• Task: Search the entries for the word "should". Copy every line where it turns up.

• Information shown:

☆ ☆ ☆ ☆ ☆

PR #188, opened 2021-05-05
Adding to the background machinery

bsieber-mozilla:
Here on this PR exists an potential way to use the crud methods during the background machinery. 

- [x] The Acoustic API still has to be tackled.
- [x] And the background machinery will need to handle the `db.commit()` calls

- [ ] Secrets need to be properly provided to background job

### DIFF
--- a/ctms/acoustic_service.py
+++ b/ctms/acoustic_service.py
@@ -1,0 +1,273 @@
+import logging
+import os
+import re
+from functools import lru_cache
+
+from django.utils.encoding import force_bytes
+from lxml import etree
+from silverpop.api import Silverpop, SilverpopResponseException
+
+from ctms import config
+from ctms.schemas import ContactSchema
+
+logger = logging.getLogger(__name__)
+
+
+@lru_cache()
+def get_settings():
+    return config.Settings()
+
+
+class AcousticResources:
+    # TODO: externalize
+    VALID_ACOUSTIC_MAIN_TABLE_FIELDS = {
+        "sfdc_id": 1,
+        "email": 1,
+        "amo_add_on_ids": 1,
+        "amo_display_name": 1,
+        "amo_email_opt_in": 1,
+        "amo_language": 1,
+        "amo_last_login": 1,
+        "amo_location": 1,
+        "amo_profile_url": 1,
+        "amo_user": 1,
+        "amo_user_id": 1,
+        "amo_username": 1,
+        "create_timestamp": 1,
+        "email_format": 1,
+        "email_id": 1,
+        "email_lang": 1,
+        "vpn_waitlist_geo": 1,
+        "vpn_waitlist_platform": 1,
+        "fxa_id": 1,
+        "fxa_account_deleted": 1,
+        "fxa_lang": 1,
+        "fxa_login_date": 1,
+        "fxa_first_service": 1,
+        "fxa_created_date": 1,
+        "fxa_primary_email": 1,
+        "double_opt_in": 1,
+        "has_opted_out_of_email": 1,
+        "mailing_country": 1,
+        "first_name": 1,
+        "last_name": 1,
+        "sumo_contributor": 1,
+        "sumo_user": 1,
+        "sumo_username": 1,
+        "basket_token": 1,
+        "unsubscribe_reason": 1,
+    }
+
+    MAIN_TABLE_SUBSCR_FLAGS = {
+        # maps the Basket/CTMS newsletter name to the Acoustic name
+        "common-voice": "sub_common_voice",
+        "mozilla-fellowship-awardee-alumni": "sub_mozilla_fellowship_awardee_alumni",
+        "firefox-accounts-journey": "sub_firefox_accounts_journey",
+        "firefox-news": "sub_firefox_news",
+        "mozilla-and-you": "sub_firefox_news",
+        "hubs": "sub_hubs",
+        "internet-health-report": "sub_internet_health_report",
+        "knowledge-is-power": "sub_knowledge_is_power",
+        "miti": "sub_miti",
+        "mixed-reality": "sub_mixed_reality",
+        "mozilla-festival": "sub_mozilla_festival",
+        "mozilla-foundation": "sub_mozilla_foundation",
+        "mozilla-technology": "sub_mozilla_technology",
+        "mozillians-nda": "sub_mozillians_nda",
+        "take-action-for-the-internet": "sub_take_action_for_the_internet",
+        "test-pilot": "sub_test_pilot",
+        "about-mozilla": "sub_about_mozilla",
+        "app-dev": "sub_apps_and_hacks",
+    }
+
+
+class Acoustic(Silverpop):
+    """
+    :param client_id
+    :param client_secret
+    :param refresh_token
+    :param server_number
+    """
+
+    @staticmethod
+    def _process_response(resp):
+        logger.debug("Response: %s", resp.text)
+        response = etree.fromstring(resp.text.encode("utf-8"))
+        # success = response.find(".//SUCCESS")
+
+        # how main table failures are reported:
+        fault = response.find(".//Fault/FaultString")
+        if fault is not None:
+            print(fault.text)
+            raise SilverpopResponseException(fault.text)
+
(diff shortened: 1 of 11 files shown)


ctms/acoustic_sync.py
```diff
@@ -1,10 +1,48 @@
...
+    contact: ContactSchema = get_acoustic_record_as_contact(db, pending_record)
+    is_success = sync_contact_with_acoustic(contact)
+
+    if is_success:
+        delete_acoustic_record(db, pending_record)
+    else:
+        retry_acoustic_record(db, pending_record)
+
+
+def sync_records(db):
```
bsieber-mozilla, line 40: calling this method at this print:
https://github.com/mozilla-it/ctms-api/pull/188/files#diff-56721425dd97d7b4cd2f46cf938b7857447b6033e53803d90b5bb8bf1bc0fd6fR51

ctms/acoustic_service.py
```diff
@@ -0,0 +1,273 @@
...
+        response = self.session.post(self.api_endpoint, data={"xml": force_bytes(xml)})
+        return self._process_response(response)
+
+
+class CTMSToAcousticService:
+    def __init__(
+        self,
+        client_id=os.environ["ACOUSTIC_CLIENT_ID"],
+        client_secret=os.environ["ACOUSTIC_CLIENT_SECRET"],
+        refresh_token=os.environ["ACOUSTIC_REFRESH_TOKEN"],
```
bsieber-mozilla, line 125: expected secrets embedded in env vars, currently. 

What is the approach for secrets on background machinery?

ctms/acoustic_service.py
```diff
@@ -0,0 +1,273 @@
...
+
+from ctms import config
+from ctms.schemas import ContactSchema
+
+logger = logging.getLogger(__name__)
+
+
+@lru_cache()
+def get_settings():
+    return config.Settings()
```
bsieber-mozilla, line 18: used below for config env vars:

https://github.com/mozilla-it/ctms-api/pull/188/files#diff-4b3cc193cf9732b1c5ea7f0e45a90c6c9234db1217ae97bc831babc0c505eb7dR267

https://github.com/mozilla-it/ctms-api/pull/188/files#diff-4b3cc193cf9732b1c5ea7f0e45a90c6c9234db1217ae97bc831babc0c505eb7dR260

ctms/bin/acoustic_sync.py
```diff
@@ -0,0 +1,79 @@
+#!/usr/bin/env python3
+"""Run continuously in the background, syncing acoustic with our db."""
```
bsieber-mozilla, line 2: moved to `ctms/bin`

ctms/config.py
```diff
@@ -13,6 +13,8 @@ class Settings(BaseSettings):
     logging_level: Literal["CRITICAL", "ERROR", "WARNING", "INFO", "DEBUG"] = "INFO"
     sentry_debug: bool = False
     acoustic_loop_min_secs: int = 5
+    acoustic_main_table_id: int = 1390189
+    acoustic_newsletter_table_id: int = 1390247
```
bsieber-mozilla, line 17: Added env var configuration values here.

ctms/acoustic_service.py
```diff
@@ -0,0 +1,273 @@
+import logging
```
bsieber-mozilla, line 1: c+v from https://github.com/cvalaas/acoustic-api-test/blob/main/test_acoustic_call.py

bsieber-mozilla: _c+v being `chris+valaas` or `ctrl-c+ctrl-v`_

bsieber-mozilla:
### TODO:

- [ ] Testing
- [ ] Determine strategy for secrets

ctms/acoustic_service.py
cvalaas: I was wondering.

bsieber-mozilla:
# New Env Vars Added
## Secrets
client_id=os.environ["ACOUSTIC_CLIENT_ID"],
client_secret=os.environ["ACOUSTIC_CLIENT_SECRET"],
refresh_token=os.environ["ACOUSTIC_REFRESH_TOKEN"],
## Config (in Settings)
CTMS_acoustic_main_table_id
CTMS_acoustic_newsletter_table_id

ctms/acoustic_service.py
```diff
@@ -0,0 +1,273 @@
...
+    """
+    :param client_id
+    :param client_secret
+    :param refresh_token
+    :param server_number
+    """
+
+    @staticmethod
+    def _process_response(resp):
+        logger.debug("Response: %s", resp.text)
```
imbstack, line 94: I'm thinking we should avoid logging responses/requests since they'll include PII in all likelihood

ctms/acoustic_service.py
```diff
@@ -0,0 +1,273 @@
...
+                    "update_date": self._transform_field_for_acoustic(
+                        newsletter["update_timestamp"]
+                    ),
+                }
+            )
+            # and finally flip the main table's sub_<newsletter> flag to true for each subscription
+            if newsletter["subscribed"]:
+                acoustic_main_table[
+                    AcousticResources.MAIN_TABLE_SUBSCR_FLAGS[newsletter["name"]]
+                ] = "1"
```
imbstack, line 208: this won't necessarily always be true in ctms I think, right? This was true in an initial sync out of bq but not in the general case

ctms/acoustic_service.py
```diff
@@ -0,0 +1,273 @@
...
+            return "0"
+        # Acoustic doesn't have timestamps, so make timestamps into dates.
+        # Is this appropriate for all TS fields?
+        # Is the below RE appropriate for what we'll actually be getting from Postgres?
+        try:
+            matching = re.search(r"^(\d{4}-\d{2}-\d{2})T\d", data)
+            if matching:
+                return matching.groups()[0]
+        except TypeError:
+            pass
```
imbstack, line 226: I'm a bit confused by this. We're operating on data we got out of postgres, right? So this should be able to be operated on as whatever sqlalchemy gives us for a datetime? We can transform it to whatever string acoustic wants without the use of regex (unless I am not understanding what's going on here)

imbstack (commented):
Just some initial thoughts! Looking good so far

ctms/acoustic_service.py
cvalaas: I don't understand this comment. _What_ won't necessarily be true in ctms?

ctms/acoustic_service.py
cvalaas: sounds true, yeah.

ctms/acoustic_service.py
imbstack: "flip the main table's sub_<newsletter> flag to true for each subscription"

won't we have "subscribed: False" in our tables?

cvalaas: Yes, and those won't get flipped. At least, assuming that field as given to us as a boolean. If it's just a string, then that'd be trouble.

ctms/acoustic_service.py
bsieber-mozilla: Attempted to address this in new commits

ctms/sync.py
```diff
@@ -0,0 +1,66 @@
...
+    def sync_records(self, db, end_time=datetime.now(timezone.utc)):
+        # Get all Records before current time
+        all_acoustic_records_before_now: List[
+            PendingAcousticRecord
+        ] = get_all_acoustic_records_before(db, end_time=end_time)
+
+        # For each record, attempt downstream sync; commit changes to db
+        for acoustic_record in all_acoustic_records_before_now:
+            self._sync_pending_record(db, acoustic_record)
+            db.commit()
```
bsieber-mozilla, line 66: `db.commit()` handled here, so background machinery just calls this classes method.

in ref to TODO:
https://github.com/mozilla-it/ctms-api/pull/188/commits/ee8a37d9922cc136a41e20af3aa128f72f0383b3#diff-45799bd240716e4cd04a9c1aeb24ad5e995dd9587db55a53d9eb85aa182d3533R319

☆ ☆ ☆ ☆ ☆

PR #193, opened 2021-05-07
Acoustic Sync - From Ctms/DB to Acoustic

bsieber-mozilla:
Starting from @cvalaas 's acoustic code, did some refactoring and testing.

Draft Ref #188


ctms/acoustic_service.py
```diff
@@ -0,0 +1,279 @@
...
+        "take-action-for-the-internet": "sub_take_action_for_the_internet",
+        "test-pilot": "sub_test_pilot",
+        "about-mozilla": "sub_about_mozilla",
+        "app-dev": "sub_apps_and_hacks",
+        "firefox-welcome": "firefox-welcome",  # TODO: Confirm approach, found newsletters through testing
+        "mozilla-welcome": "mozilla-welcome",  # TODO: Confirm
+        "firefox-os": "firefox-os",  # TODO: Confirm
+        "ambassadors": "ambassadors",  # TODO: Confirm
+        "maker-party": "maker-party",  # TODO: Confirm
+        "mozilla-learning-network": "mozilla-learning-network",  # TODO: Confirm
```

☆ ☆ ☆ ☆ ☆

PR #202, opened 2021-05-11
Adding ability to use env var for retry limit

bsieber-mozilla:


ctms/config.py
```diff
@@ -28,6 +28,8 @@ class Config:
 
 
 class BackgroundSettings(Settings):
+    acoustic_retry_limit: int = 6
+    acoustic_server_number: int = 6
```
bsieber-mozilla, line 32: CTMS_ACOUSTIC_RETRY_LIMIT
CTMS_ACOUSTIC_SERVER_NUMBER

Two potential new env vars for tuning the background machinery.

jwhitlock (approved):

☆ ☆ ☆ ☆ ☆

• Task result:
imbstack, line 94: I'm thinking we should avoid logging responses/requests since they'll include PII in all likelihood
imbstack, line 226: I'm a bit confused by this. We're operating on data we got out of postgres, right? So this should be able to be operated on as whatever sqlalchemy gives us for a datetime? We can transform it to whatever string acoustic wants without the use of regex (unless I am not understanding what's going on here)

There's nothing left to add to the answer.